There are three $1$'s so we need to find the number of bit strings with either $1$ or $2$ $1$'s first. This is a simple combinatorial problem. You have four distinct objects (the four spots in the bit string) and you need to "choose" $1$ or $2$ of them (by setting their spot to $1$). So the number of previous values is: $\binom{4}{1} + \binom{4}{2} = 4 + 6 = 10$. Now you subtract the maximum possible value with three $1$'s from this value to see where it falls in addition to the previous $1$ or $2$, $1$'s bit strings (don't forget to add 1 since $1110$ would represent the $10 + 1 = 11^\text{th}$ value:

$$ \left(2^3 - 1\right) * 2^{n - 3} - 1101_2 + 1 = 7\cdot2^1 - 13 + 1 = 2 $$

Add that to the previous combinations: $\binom{4}{1} + \binom{4}{2} + 2 = 12$

Computational Complexity: (I don't think this is correct since my general solution is also incorrect)

You can compute these values in $O(n)$ time (the way I described) because the binomial coefficients can be determined successively:

$$ \binom{n}{m + 1} = \frac{n!}{(n - m - 1)!(m+1)!} = \frac{n!(n - m)}{(n - m)!(m+1)m!} = \binom{n}{m}\frac{n - m}{m+1} $$

Which is a variant seen here (the last identity).
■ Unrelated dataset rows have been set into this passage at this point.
Issue #1590, opened 2021-06-03
DatePicker cannot input using keyboard


shirleen1234:
### Describe the bug

The date doesn't change when input by using keyboard. but it works by selecting date from the picker using mouse.

### Steps to reproduce (please include code)

```
<FormItem Label="Birth Date">
  <DatePicker @bind-Value="@context.BirthDate" DefaultValue="DateTime.Now" Format="yyyy-MM-dd" />
</FormItem>
```

### Further technical details
- AntDesign Nuget Package version 0.8.1

anranruye:
@shirleen1234  Thanks for contacting us.

Do you meet the same problem described in #1568?

shirleen1234:
I'm using the same format (yyyy-MM-dd) for both displaying and inputting.
I found that @bind-Value might be the problem as `<DatePicker TValue="DateTime?" DefaultValue="new DateTime(2015, 1, 1)" Format="yyyy/MM/dd" />` (from AntDesign docs) does work.

anranruye:
Confirmed this is a bug. @anddrzejb Do you have any idea why this happens?

anddrzejb:
Unfortunately I will be able to have a look at this on Monday. Currently I am away. Sorry...

anranruye:
Also found that this only happens when the DatePicker is inside a Form.

PR #1617, opened 2021-06-08
fix(module:datepicker): in form behavior

### LINKED ISSUE #1615: DatePickerType.Year ErrorMessege
### Describe the bug
When i select year on YearPicker, i get error messege 
image

image
Model
image

### Further technical details

anddrzejb:
### 🤔 This is a ...

- [ ] New feature
- [x] Bug fix
- [ ] Demo update
- [ ] Component style update
- [ ] Refactoring
- [ ] Code style optimization
- [ ] Test Case
- [ ] Branch merge
- [ ] Other (about what?)

### 🔗 Related issue link
Fixes #1615 

### 💡 Background and solution
Both pickers had a method `UpdateCurrentValueAsString` which was called on data change and was only doing something if the component was attached to a form. The problem with it is that it was trying to apply the string value of the input to `CurrentValue`. But that code is a general code that sits in `AntInputComponentBase`. It does not handle well the datepicker specific data format. So it was failing a lot and was resetting also the data. I decided to remove it. 
Also, I noticed that for `RangePicker`, when in `Form`, `EditContext.NotifyFieldChanged` was never called. In regular `DatePicker` this call is done when `CurrentValue` is updated. But in `RangePicker` `CurrentValue` is never updated as a whole, only array items are. So I added the appropriate code. Also, maybe it would be a good idea to provide `Required` attribute for `RangePicker`. Regular `Required` will not work, because the array with `DateTime?` will exist and meet the built-in attribute, even when its items are nulls. 

### 📝 Changelog

| Language   | Changelog |
| ---------- | --------- |
| 🇺🇸 English |           |
| 🇨🇳 Chinese |           |

### DIFF
--- a/components/date-picker/DatePicker.Razor.cs
+++ b/components/date-picker/DatePicker.Razor.cs
@@ -99,7 +99,7 @@ namespace AntDesign
             }
             if (FormatAnalyzer.TryPickerStringConvert(args.Value.ToString(), out TValue changeValue, IsNullable))
             {
-                Value = changeValue;
+                CurrentValue = changeValue;
                 GetIfNotNull(changeValue, (notNullValue) =>
                 {
                     PickerValues[0] = notNullValue;
@@ -107,8 +107,6 @@ namespace AntDesign
 
                 StateHasChanged();
             }
-
-            UpdateCurrentValueAsString();
         }
 
         protected override Task OnBlur(int index)
@@ -244,8 +242,6 @@ namespace AntDesign
             }
 
             _pickerStatus[0]._hadSelectValue = true;
-
-            UpdateCurrentValueAsString();
 
             if (!IsShowTime && Picker != DatePickerType.Time)
             {
--- a/components/date-picker/RangePicker.razor.cs
+++ b/components/date-picker/RangePicker.razor.cs
@@ -149,11 +149,13 @@ namespace AntDesign
 
                 ChangePickerValue(changeValue, index);
 
+                if (_isNotifyFieldChanged && (Form?.ValidateOnChange == true))
+                {
+                    EditContext?.NotifyFieldChanged(FieldIdentifier);
+                }
 
                 StateHasChanged();
             }
-
-            UpdateCurrentValueAsString();
         }
 
         /// <summary>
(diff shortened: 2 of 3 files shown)


anddrzejb:
@anranruye This PR may also fix #1590, but honestly, I cannot recreate that issue on my machine (neither server-side nor wasm). Do you think it would be possible for you to get this PR and check if the problem still persists?
On my machine it looks like this:
datepicker-form-blur

anranruye:
@anddrzejb  
I didn't check this pr yet. To repro #1590, you should press enter after inputing. I can repro #1590 by this demo: https://ant-design-blazor.gitee.io/en-US/components/form#components-form-demo-size. For both a regular datepicker(not in a form) and an in-form datepicker, the value doesn't get updated when just clicking outside the component(OnBlur), not sure whether this is also a bug. Pressing `arrow up` or `tab` is ok. But pressing `enter` is not working for an in-form datepicker. In the gif you provided, it seems this issue is already solved.

anddrzejb:
When value is changed using keyboard but not confirmed by pressing tab/enter key, then clicking outside of the `DatePicker` (blur) will cause the `DatePicker` to revert to previous value. This is by design and follows react antD.

I also checked again on the docs generated with this PR and indeed it seems #1590 is fixed by this change as well. @ElderJames could you add it to the linked issues? My permissions do no allow me to add it.

anranruye (approved):

ElderJames (approved):

anranruye:
@anddrzejb @ElderJames  I just found that there is an issue when blur. For both datepickers inside and outside a form, after input a valid date string, the bound values are updated immediately. If we click somewhere outside the datepicker at this time, the datepicker ui value changes to the last valid value, but the bound value doesn't change.
image
image

anddrzejb:
@anranruye Thanks for tracking that down. I do not think it is related to this PR, but nevertheless it needs to be fixed ASAP. I will try to have a look at this.

anranruye:
@anddrzejb  I think it is caused by the new behavior introduced in this pr. Anyway, this doesn't matter.

datnguyen89:
Dear team!
How to apply this change of this pull request?  Should I re-install Ant Blazor or wait version 0.8.2. I'm sorry cause may be it's idiot question

anranruye:
@datnguyen89 You can use nightly-build version which contains the latest changes. Unfortunately, the nightly-build mechanism crashed, so there is no nightly-build versions these days. We will fix it as soon as possible. If you can't wait, you can download the source code and build the project in your own machine. Node.js is not necessary, it is used for generating css and js file, you can remove the Gulp tasks from the project file and get the css and js files from a release version.

ElderJames:
Nightly build has been fixed. Please follow the guides https://antblazor.com/docs/nightly-build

General Solution (this is wrong)

Assume that you have already computed the number of $1$'s in your bit string (which can also be done in $O(n)$ time): $s_1(x)$ where $x$ is the bit string in question and $s_1(x)$ is the number of $1$'s occurring in $x$:

\begin{align} f(x) =& \sum_{i = 1}^{i < s_1(x)}\binom{n}{i} + 1 + \left(2^{s_1(x)} - 1\right)2^{n - s_1(x)} - x \\ =&\sum_{i = 1}^{i < s_1(x)}\binom{n}{i} + 1 + 2^n - 2^{n - s_1(x)} - x \\ =&\sum_{i = 1}^{i < s_1(x)}\binom{n}{i} + 2^n\left(1 - \frac{1}{2^{s_1(x)}}\right) - (x - 1) \end{align}

Correction

The problem with the above solution is that it way over counts. As an example take 0111000. I would subtract that from 1110000 getting $7\cdot2^4 - 7\cdot2^3 = 7\cdot2^3\left(2 - 1\right) = 56$, however this difference includes values like 1011111 which is part of a further set (not in the set of "3" $1$'s).

We need to somehow rank the values within a set of known numbers of $1$'s. For instance, $01101$ should be the $8^{\text{th}}$ value with exactly $3$ $1$'s in a $n = 5$ length bit string. We can figure this out by traversing the given bit string:

  1. Digit 1: We see a zero, therefore we need to find all of the bit strings of length $5$ with three $1$s for which $1$ occurs in the most significant digit: $\binom{4}{2} = 6$
  2. Digit 2: We see a 1, so skip this (this would be the next value if followed by two more 1's)
  3. Digit 3: We see a 1, again skip this.
  4. Digit 4: We see a zero (but have already seen two 1's), therefore we need to find all of the bit strings of length $5 - 4 = 1$ with zero 1's for which $1$ occurs in the $4^{\text{th}}$ digit, which is $\binom{1}{0} = 1$

Therefore there are $6 + 1 = 7$ values before 01101, which makes 01101 the $8^{\text{th}}$ value containing three $1$'s, added to $\binom{5}{1} + \binom{5}{2} = 5 + 10 = 15$ gives $15 + 8 = 23$.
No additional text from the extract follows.